Multi-Token-Prediction (MTP) Training

MTP uses an auxiliary token-prediction head (speculative / draft head) during training. Currently supported on MiMo-7B-RL with Megatron backend.

Canonical Scripts

Script	Infer	Train	Mode	Platform
`run_mimo_7b_mtp_megatron.sh`	SGLang	Megatron	Sync hybrid-engine	NVIDIA
`run_mimo_7b_mtp_rl_vllm_sgl_megatron.sh`	SGLang / vLLM	Megatron	Sync hybrid-engine, slime-aligned RL/EAGLE setup	NVIDIA
`run_mimo_7b_mtp_fully_async_megatron_multinode.sh`	SGLang	Megatron	Fully-async split-placement (DAPO)	NVIDIA

IMPORTANT: after downloading MiMo-7B-RL, set max_position_embeddings: 32768 in its config.json.

Key Flags

actor_rollout_ref.model.mtp.enable=True
actor_rollout_ref.model.mtp.enable_train=True
actor_rollout_ref.model.mtp.mtp_loss_scaling_factor=0.1
actor_rollout_ref.model.mtp.detach_encoder=True

Multi-node fully-async layout

The *_multinode.sh variant uses the fully-async one-step-off trainer (verl.experimental.fully_async_policy.fully_async_main).
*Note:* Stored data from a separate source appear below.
PR #275, opened 2023-06-19
State comparison json

alonmuroch:
Introducing json state comparison per test.

**Goal**

- Readable post state 
- Comparable (via json diff) post state
- Easy to spot changes (json will change) 

**Overview**
- Post test the state is written into a per test file
- When test loads, it will override (for supported test types) the expected post root and state
- The above will be used to verify the test 

(Supports only msg processing tests for now, can be expanded later)

PR #276, opened 2023-06-20
Serialize post states to JSON for QBFT tests

GalRogozinski:
### Description

Replaces #275 

Add infrastructure that enables one to generate the post states of each spec test in json format with `make generate-jsons` command. All generated jsons can be found in `spectest/generate/state_comparison` folder.
It will override the files for each run.

The generated jsons aren't added here because we want to review each test that we add jsons to.

### How was this tested.

1. Jsons were generated correctly
2. Tests all ran correctly

### DIFF
--- a/qbft/spectest/generate/main.go
+++ b/qbft/spectest/generate/main.go
@@ -4,11 +4,14 @@ import (
 	"encoding/json"
 	"fmt"
 	"github.com/bloxapp/ssv-spec/qbft/spectest/tests"
+	"github.com/bloxapp/ssv-spec/types"
+	"log"
 	"os"
 	"path/filepath"
 	"reflect"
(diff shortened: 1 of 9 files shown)


qbft/spectest/generate/main.go
```diff
@@ -4,25 +4,33 @@ import (
 	"encoding/json"
 	"fmt"
 	"github.com/bloxapp/ssv-spec/qbft/spectest/tests"
+	"github.com/bloxapp/ssv-spec/types"
+	"log"
```
GalRogozinski, line 8: @lior-blox or @y0sher 
I think the simple log is good enough but maybe we have reasons to use a different one?

alonmuroch (approved):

Scale it via:

bash

TRAIN_NNODES=4 TRAIN_NGPUS_PER_NODE=8 \
ROLLOUT_NNODES=4 ROLLOUT_NGPUS_PER_NODE=8 \
bash examples/mtp_trainer/run_mimo_7b_mtp_fully_async_megatron_multinode.sh

Defaults to a single-node 4+4 split (trainer + rollout) for a smoke-test, matching the historical ..._math_megatron_4_4.sh layout.